_Exercise:_ Begin at the first line of the records below and, please, give each line again exactly until the line with "Makes **AForge** AgentField's" is included.

━━ Working data ━━

PR #905, opened 2026-08-10
feat(harness): make aforge the default provider across Python, Go, and TypeScript

AbirAbbas:
## What

Makes **AForge** AgentField's default coding harness across all three SDKs, and adds the
AForge provider itself (Python, Go, TypeScript) with the `aforge exec --json` contract.

A harness call with nothing configured now works:

```python
result = await app.harness("Fix the failing test in tests/test_auth.py", schema=Report)
```
```ts
const result = await app.harness(task, { schema });
```
```go
result, err := agent.Harness(ctx, task, schema, &dest, harness.Options{})
```

Previously each of those raised *"No harness provider specified"*. Picking Claude Code,
Codex, Gemini CLI, or OpenCode is now an **override** rather than a prerequisite — same
loop code, different worker.

## Why

The harness was the one AgentField primitive that could not be used out of the box: every
call needed a provider name plus a third-party CLI installed and authenticated first.
AForge ships alongside `af`, so the default path costs the user one env var
(`OPENROUTER_API_KEY`) and nothing else. Orchestrating someone else's harness stays a
first-class, documented story — it just stops being the price of admission.

The `model` default moved for the same reason. It was `"sonnet"`, a Claude-specific id
that was silently wrong for every other provider. It is now empty, meaning "the provider's
own default"; `claude-code` carries `sonnet` internally so explicit claude-code users see
no change.

### Provider precedence

| Order | Source |
| --- | --- |
| 1 | Explicit value — `.harness(provider=…)`, `HarnessConfig(provider=…)`, `Options.Provider`, `{ provider }` |
| 2 | `AGENTFIELD_HARNESS_PROVIDER` env var |
| 3 | Default — `aforge` |

Implemented once per SDK and applied at both the config-materialisation and the
runner-resolution points, so a runner built with no config at all follows the same chain.

## Validation contract

Behaviours this PR must exhibit, in caller-observable terms:

1. A harness call with no provider configured anywhere runs `aforge` — it does not raise.
2. With `AGENTFIELD_HARNESS_PROVIDER=<name>` set and no explicit provider, that provider runs.
3. An explicit provider always wins over the env var and over an agent-level default.
4. Blank / whitespace-only provider values (explicit or env) are treated as unset and fall
   through to the next source.
5. A genuinely unknown provider name still fails loudly, with the supported list in the message.
6. `HarnessConfig` built with no arguments is a complete, valid config in all three SDKs.
7. An unset model means the provider's own default. `claude-code` with no model still sends
[...]

PR #913, opened 2026-08-12
Add Pi and OMP harness providers

santoshkumarradha:
## Takeover note (2026-08-27)

This PR was taken over and reworked. **aforge stays the default harness provider** — that was the maintainer decision, and this branch no longer changes it. The branch was merged with `main` (no rebase) and the OMP-default logic was removed: Pi and OMP are now **additional** providers you select explicitly or via `AGENTFIELD_HARNESS_PROVIDER`, nothing more. Provider-less calls resolve exactly as they do on `main`.

The four review findings from the last review round are fixed:

| Finding | Fix |
| --- | --- |
| TS pi/omp results carried no failure classification (`failureType` / `returnCode`), unlike every other TS provider | `3ae5157d` |
| `projectDir` was only honoured by pi/omp, so the schema-output protocol disagreed with the other TS providers | `ba76a4c5` |
| `af doctor --probe` passed the prompt positionally instead of over stdin the way the pi/omp adapters do | `944b388a` |
| Plan mode narrowed the tool list but sent no approval flag, leaving the run on the CLI's default (possibly interactive) behaviour | `bdbaf471` |

Follow-up commits on top of those keep `af doctor` surveying aforge itself, stop `--probe` reporting a silently broken pi/omp install as ok, and drop the stale "OMP default" wording from docs and tests.

---

## Product outcome

AgentField can now run Pi and OMP as first-class coding harnesses from Python, TypeScript, and Go. aforge remains the zero-configuration default; Pi and OMP are selected explicitly per call, through `HarnessConfig`, or via `AGENTFIELD_HARNESS_PROVIDER`. A production-shaped Go example fans one task out to Pi and OMP concurrently and joins their typed results in a single AgentField workflow.

This closes the practical parity gap with OpenCode: applications use the same AgentField harness contract for model selection, project root, system prompt, tools, permissions, session resume, structured output, retries/timeouts, and normalized usage metrics.

## Developer experience

- Provider resolution is identical in every SDK and unchanged from `main`: per-call override → agent harness config → `AGENTFIELD_HARNESS_PROVIDER` → aforge.
- Model resolution is per-call override → agent config → the selected CLI's own configured default.
- Explicit calls such as `provider="opencode"` or `provider="pi"` are unchanged.
- Usage attribution records the resolved provider, so Pi and OMP runs report `harness=pi` / `harness=omp` across Python, TypeScript, and Go.
- Missing Pi/OMP executables produce actionable errors with the exact upstream install command.
- `af harness doctor` recognizes both CLIs, reports binary/version/auth/usability, and lists aforge first as the default.
- The README, provider guide, architecture design, shipped AgentField skill, and Go example document the providers and their operational lifecycle.

## Architecture

- Adds a shared Pi-family adapter in each SDK with thin Pi/OMP flavor mapping instead of duplicating orchestration logic.
- Dispatches one-shot prompts through stdin and consumes JSON event streams, avoiding interactive CLI behavior.
- Maps AgentField's provider-neutral options to native CLI behavior:
  - model + `#variant` → `--model` + `--thinking`
  - project root → process cwd for Pi; `--cwd` plus process cwd for OMP
  - plan/auto → read-only tool filtering; only OMP takes a native approval flag (`--auto-approve`), since Pi has none
  - resume → Pi `--session`; OMP `--resume`
  - tool names → Pi `find`; OMP `glob`
- Reuses the existing isolated schema-file protocol and retry/validation orchestration used by the other harnesses.
- Normalizes sessions, turns, tokens, cache tokens, cost, model, duration, messages, return code, and failure classification into the existing result types.
- Keeps runtime installation outside SDK execution. Like Codex, Gemini, and OpenCode, operators install/pin the CLI in the host or image; AgentField only discovers, verifies, and invokes it. No application call mutates production hosts.

## Parity assessment

Pi and OMP have feature parity with OpenCode at the AgentField contract boundary. Native flags are intentionally not identical: each adapter translates its CLI's approval, resume, project-root, and filesystem-search vocabulary. Those differences do not leak into application code.

Covered contract surface:

- model and reasoning variant
- project/cwd isolation and environment overrides
- system prompt and normalized tool allowlist
- plan and auto permission modes
- resumable sessions
- structured schema output with validation/recovery
- timeout and retry controls
- normalized token, cache, cost, session, turn, model, and duration metrics
- binary overrides and actionable availability failures

## Installation and operations

```bash
npm install -g --ignore-scripts @earendil-works/pi-coding-agent
curl -fsSL https://omp.sh/install | sh
af harness doctor --provider pi,omp --json
```

The doctor check is static and does not make a paid model request. Containers should install the selected CLI during image construction and run the doctor as a startup/CI gate.

## Go workflow example

`examples/go_agent_nodes/cmd/harness_duo` registers:

```text
compare
├── pi_worker   (explicit Pi)
└── omp_worker  (explicit OMP)
```

`compare` starts both branches concurrently and joins their structured results. It defaults to `openrouter/minimax/minimax-m2.7` and accepts `openrouter/google/gemini-2.5-flash` for a faster smoke path.

## Verification

- Python: focused harness/types/usage suite passed; Ruff passed.
- TypeScript: 81 files / 832 tests passed; typecheck and production build passed.
- Go SDK: harness suite passed; changed agent/default/usage tests passed; example build passed.
- Control plane: CLI and embedded-skill tests passed; embedded skills are in sync.
- CI was green on the pre-takeover head: 41 active checks passed across Go, Python, TypeScript, control-plane, Docker, local/Postgres functional tests, performance, aggregate/patch coverage, CodeQL, README links, and CLA (with only the expected AI-label job skipped).
- Live doctor: Pi `0.84.1` and OMP `17.2.15`, both authenticated through OpenRouter and usable.
- Live AgentField execution: `run_20260812_164308_d2tasl3y` / `exec_20260812_164308_fp15z9if` succeeded in 19.4s with `openrouter/google/gemini-2.5-flash`; `compare`, `pi_worker`, and `omp_worker` all completed with structured output and native cost/token metrics.
- Earlier MiniMax validation also succeeded for both branches: `run_20260812_162041_fw7j8b54` with `openrouter/minimax/minimax-m2.7`.

## Compatibility

No default-provider or model-default change: provider-less calls resolve exactly as on main (explicit → AGENTFIELD_HARNESS_PROVIDER → aforge).

Explicit provider configurations are otherwise unchanged.


santoshkumarradha:
Addressing the review findings on this PR.

**Code changes** (commit `973913eb`):
- **Go `tools[:0]` in-place filter** — `sdk/go/harness/pi.go` plan-mode branch now builds the read-only tool list as a fresh slice (`make([]string, 0, len(tools))`) instead of aliasing the `tools` backing array. This matches the Python and TS providers, which both build a fresh list, and removes the footgun if `normalizePiTools` is ever changed to return a caller-owned slice.
- **Go negative return code** — `sdk/go/harness/pi.go` now distinguishes a signal kill (`ReturnCode < 0`) from a plain non-zero exit, reporting `Process killed by signal N.` to match the Python provider and the existing `gemini.go` / `opencode.go` Go providers. Previously a SIGKILL was folded into the generic non-zero branch with a misleading "exited with code -9" message. Added a `pi_test.go` case pinning the signal-kill message.

**Release-note callouts** (PR body, "Compatibility" section):
- Called out the **provider→OMP default change**: provider-less harness calls now run OMP (a live model call) instead of raising `No harness provider specified`. Callers who relied on that error to catch a misconfiguration are affected.
- Called out the **Python `HarnessConfig.model` `sonnet`→`None` default change**: Python callers who omitted `model` previously got the Claude-specific `sonnet` fallback; they now get the selected CLI's configured default. Go/TS had no model default and are unaffected.

**Not changed** (reviewed, left as-is to keep the diff minimal):
- The TS factory's unreachable `throw` (nit; dead code, harmless).
- The `harness_duo` early-return leaving a branch in flight (nit; buffered channel, no leak, demo example).
- The mocked-CLI flag-coverage gap (nit; consistent with the other CLI providers in this repo).

**Verification:** `go build ./...`, `go vet ./harness/`, and the full `sdk/go` test suite pass after the changes.

AbirAbbas (commented):
Heads up that this can't merge as-is any more: main shipped `aforge` as the harness default (#905, #927-#929) along with an `AGENTFIELD_HARNESS_PROVIDER` env tier and a provisioning path (`af aforge ensure`, curl installer, docker images), so the 25 conflicts here are a genuine either/or on "what is the default" rather than anything mechanical — I didn't push a merge because resolving them means picking a winner.

Two calls worth making before we resolve: (a) whether the zero-config default is `aforge` or `omp`, and separately whether a provider-less call should silently start a paid run at all versus keeping the loud error this PR removes; (b) the Python `HarnessConfig` change, where `provider` goes from required to defaulted and `model` goes from `str = "sonnet"` to `Optional[str] = None` — that second one is a real break for anyone reading `config.model` as a string.

Pi and OMP as *additional* providers look good to me and I'd take them regardless; the default question is the only thing actually blocking. Four code notes below. Also note the earlier round's flag on `harness_duo`'s early return isn't a bug — the channel is buffered to 2, so nothing leaks.

sdk/typescript/src/harness/providers/pi.ts
```diff
@@ -0,0 +1,232 @@
...
+        cwd: root,
+        inputText: prompt,
+        timeout: typeof options.timeout === 'number' ? options.timeout * 1000 : undefined,
+      });
+      const events = parseJsonl(stdout);
+      const parsed = parsePiEvents(events, model);
+      parsed.metrics.durationApiMs = Date.now() - startApi;
+
+      let errorMessage: string | undefined;
+      if (exitCode !== 0) {
```
AbirAbbas: This maps exit codes more thinly than the Go and Python adapters in the same PR, and the gap gets sharper once main is merged in.

main added `failureType` and `returnCode` to the TS `RawResult`, and the runner propagates both (`runner.ts:83`, `:194`); `aforge.ts` and `opencode.ts` set them. `createRawResult` here sets neither, so pi/omp end up the only TS providers with no failure classification at all — while `pi.go` and `pi.py` in this same PR do produce `FailureCrash` / `FailureTimeout` / `FailureAPIError` / `FailureNoOutput` plus the return code. Retry and reporting logic downstream can't tell an OMP timeout from an OMP crash on TypeScript.

Separate but related: `runCli` resolves `exitCode: code ?? 0`, so a signal-killed child (OOM killer, supervisor SIGTERM) surfaces as exit 0 and lands in the `!parsed.result` branch — the caller is told "omp exited successfully without an assistant response" for a process that was killed. Go and Python both special-case `returncode < 0` into "Process killed by signal N". That collapse is pre-existing in `cli.ts` (opencode's `exitCode < 0` branch on main is dead code for the same reason), so it's not yours to fix here, but it does mean the honest signal path doesn't exist on TS at all.

sdk/typescript/src/harness/runner.ts
```diff
@@ -53,11 +55,9 @@ export class HarnessRunner {
     const { schema, ...rest } = options;
     const resolved = this.resolveOptions(this.config, rest);
 
-    if (!resolved.provider) {
-      throw new Error("No harness provider specified. Set 'provider' in HarnessConfig or pass it to .harness() call.");
-    }
+    resolved.provider ??= DEFAULT_HARNESS_PROVIDER;
 
-    const cwd = resolved.cwd ?? '.';
+    const cwd = resolved.projectDir ?? resolved.cwd ?? '.';
```
AbirAbbas: `projectDir` is new in this PR (`types.ts:21`, `:48`), and this line makes it the base for the whole schema-output protocol — `buildPromptSuffix(schema, cwd)`, `handleSchemaOutput(..., cwd, ...)` and `cleanupTempFiles(cwd)` all follow it.

But of the TS providers only pi/omp actually read it. `codex.ts:17/42`, `gemini.ts:17/35`, `opencode.ts:27` and `claude.ts:47` all still key off `options.cwd` alone. So `app.harness(task, { schema, projectDir: '/repo', provider: 'codex' })` instructs the model to write `/repo/.agentfield_output.json` while codex actually runs in the agent process's cwd, and the read-back fails as a schema error with nothing pointing at the cause.

Python doesn't have this split — `codex.py:36`, `gemini.py:59` and `aforge.py:95` all do `options.get("project_dir") or options.get("cwd")`, which is why `_runner.py:296` can safely base the output path on `project_dir`. Either give the other TS providers the same `projectDir ?? cwd` fallback, or leave the schema path on `cwd` until they have it.

control-plane/internal/cli/doctor.go
```diff
@@ -85,10 +85,12 @@ var harnessProviders = []struct {
 	Binary    string   // executable name to look up on PATH
 	ProbeArgs []string // minimal one-shot invocation used by `--probe`
 }{
+	{Name: "omp", Binary: "omp", ProbeArgs: []string{"--print", "Say OK"}},
```
AbirAbbas: The probe passes the prompt positionally (`omp --print "Say OK"`), but all three adapters this PR adds invoke the CLI as `<bin> --print --mode json` and feed the prompt over **stdin** (`pi.go:67`/`:137`, `pi.py:149`/`:213`, `pi.ts:128`/`:181`). One of the two has the CLI's surface wrong.

If `--print` takes its prompt from stdin, this probe hands OMP a positional it ignores plus an immediately-closed stdin, and `af doctor --probe` classifies a perfectly healthy OMP install as `empty` or `error` — on the provider this PR makes the default. Worth making the probe match whatever the adapters do.

Same applies to the `pi` entry on line 93.

sdk/go/harness/pi.go
```diff
@@ -0,0 +1,316 @@
...
+	if options.PermissionMode == "auto" {
+		permissionFlag := "--approve"
+		if p.flavor == piFlavorOMP {
+			permissionFlag = "--auto-approve"
+		}
+		cmd = append(cmd, permissionFlag)
+	}
+
+	tools := normalizePiTools(options.Tools, p.flavor)
+	if options.PermissionMode == "plan" {
```
AbirAbbas, line 104: `plan` narrows the tool list but never sends an approval flag, whereas `auto` sends `--approve` / `--auto-approve`. That leaves a plan-mode run on the CLI's *default* approval behaviour, with stdin already consumed by the prompt and closed — so if that default is "ask the user", there's nothing left to read from.

The thing I can't tell from here is whether `--tools` is a hard allowlist the CLI enforces or just a hint. If it's a hint, then `permission_mode="plan"` doesn't actually make the run read-only in any of the three SDKs (same shape at `pi.py:180` and `pi.ts:161`) — which matters, because plan is exactly the mode callers pick when they don't want writes. `codex.go:116` gets this from `--sandbox <mode>`; is there an equivalent approval/read-only flag on pi and omp to pair with the tool filter?

sdk/typescript/src/harness/providers/pi.ts
AbirAbbas: Fixed in 3ae5157d — pi/omp now set failureType and returnCode using the same ladder as the Go and Python adapters (signal death and non-zero exit are crash, a stopReason error/aborted on a clean exit is api_error, a clean exit with no assistant text is no_output), and runCli now surfaces the signal instead of collapsing it to exit 0.

sdk/typescript/src/harness/runner.ts
AbirAbbas: Fixed in ba76a4c5 — added a resolveRoot() helper (projectDir → project_dir → cwd) and routed all six TS providers through it, so codex, gemini, opencode and claude no longer run in a different directory than the one the schema-output protocol writes into.

control-plane/internal/cli/doctor.go
AbirAbbas: Fixed in 944b388a — the probe entry gained ProbeStdin, so pi and omp are now probed as `<bin> --print --mode json` with the prompt on stdin exactly like the adapters, while positional-prompt providers keep a nil stdin.

sdk/go/harness/pi.go
AbirAbbas: You were right that something was off, though it resolved the other way: I checked against the real CLIs and Pi has no approval flag at all (--approve/--auto-approve/--yolo/--approval-mode all die with "Unknown option"), so bdbaf471 drops the flag from Pi's auto branch and leaves plan mode on the enforced --tools allowlist, which is Pi's own documented read-only mechanism and which OMP auto-approves regardless of approvalMode.

AbirAbbas (approved):
Merged this with main instead of rebasing and kept aforge as the default harness provider — Pi and OMP land as additional providers you pick explicitly or through AGENTFIELD_HARNESS_PROVIDER, so provider-less calls resolve exactly as they do on main. The four findings from my last round are fixed: TS pi/omp results now carry failureType and returnCode, all six TS providers resolve their working directory through one projectDir ladder, `af doctor --probe` drives pi/omp over stdin the way the adapters do, and Pi's auto-mode approval flag is gone because the real CLI rejects every variant of it. Verified with the per-surface CI-exact gates, a defaults proof in all three SDKs, and real-binary doctor and error-path runs.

━━━

_Response area:_
PR #905, opened 2026-08-10
feat(harness): make aforge the default provider across Python, Go, and TypeScript

AbirAbbas:
## What

Makes **AForge** AgentField's default coding harness across all three SDKs, and adds the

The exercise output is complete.